EBay Losing Traffic To Amazon After Strategy Shift - monkeybusiness
http://bits.blogs.nytimes.com/2009/07/10/ebays-traffic-drops-amid-identity-crisis/?src=twr

======
bradgessler
eBay's mantra should be, "make it easy to buy, sell, and trade shit".
Unfortunately they lost sight of that a long time ago when they were trying to
hard to woo bigger sellers with "Buy it Now" and all the other professional
features they built into eBay. Their vision was too vague and looked more
like, "build a big, online marketplace". Unfortunately for eBay, Amazon
started with this vision and executed it much better.

I don't use eBay anymore because its hard to list an item and deal with all
the emails about it. Instead, I buy stuff on Amazon much easier at about the
same price without all the aggravation of bidding. If I want to sell
something, like a book, I can list it on Amazon and sell it without answering
a billion emails and typing up a big description.

Amazon is kicking eBay's ass.

------
ShabbyDoo
I was at a party a couple of weeks ago, and the subject of eBay came up. The
people there were all 30-something professionals, and none had ever bought or
sold anything on eBay! Few even bought stuff online. These people are my
friends, and I had just presumed that their buying habits were like mine. As I
stood in front of them with my mouth open, they asked, "What kind of stuff do
you buy on eBay?" in a gee-wiz sort of way.

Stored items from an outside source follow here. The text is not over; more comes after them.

PR #2780, opened 2022-11-09
use asyncio.run for tornado

graingert:

### DIFF
--- a/dummyserver/server.py
+++ b/dummyserver/server.py
@@ -4,6 +4,9 @@
 Dummy server used for unit testing.
 """
 
+import asyncio
+import concurrent.futures
+import contextlib
 import logging
 import os
 import socket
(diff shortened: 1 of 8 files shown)


dummyserver/server.py
```diff
@@ -232,3 +215,70 @@ def encrypt_key_pem(private_key_pem: trustme.Blob, password: bytes) -> trustme.B
...
+            elif f is ran:
+                # if this is the first iteration the loop failed to start
+                # if it's the second iteration the loop has finished or
+                # the loop failed to close and we need to raise the exception
+                ran.result()
+                return
+
+
+if __name__ == "__main__":
+    sys.exit(main())
```
pquentin, line 284: What is the point of using `sys.exit()` here? Can't we just inline main?

dummyserver/server.py
```diff
@@ -232,3 +215,70 @@ def encrypt_key_pem(private_key_pem: trustme.Blob, password: bytes) -> trustme.B
...
+def main():
+    # For debugging dummyserver itself - python -m dummyserver.server
+    from .handlers import TestingApp
+
+    host = "127.0.0.1"
+
+    async def main():
+        io_loop = tornado.ioloop.IOLoop.current()
+        app = tornado.web.Application([(r".*", TestingApp)])
+        server, port = run_tornado_app(app, io_loop, None, "http", host)
```
pquentin, line 229: Would you say that assert io_loop == tornado.ioloop.IOLoop.current() is still useful in run_tornado_app?

dummyserver/testcase.py
```diff
@@ -163,18 +164,21 @@ class HTTPDummyServerTestCase:
...
     @classmethod
     def _start_server(cls) -> None:
-        cls.io_loop = ioloop.IOLoop.current()
-        app = web.Application([(r".*", TestingApp)])
-        cls.server, cls.port = run_tornado_app(
-            app, cls.io_loop, cls.certs, cls.scheme, cls.host
-        )
-        cls.server_thread = run_loop_in_thread(cls.io_loop)
+        with contextlib.ExitStack() as stack:
+            io_loop = stack.enter_context(run_loop_in_thread())
```
pquentin, line 168: What is the point of an `ExitStack` if you'll only have one `enter_context` call?

pquentin (changes requested):
Thank you! This looks great, in particular the error handling is much better. I'm wondering if this will help with threads that used to print exception without pytest seeing them.

I've made a few changes - we don't want to hide all warnings, but fix them, like we're doing for this one.

I left a few comments. Can you please also fix the mypy errors? `nox -rs mypy` should be clean.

We at HN are not at all representative of Americans. Everyone in that room had
at least one college degree, and the average earnings were probably $100K.
Even then, they weren't buying online.

------
AlisdairO
It baffles me that eBay is trying to kill its own core competency: connecting
people with unusual stuff to sell with people who have unusual things that
they want. Auction fees are ludicrously high, and the process is increasingly
hostile (and expensive) to small time sellers.

I understand that they want to expand their market into new goods, but given
that they have vast competition in that area, why hurt the revenue stream that
they had a virtual lock on?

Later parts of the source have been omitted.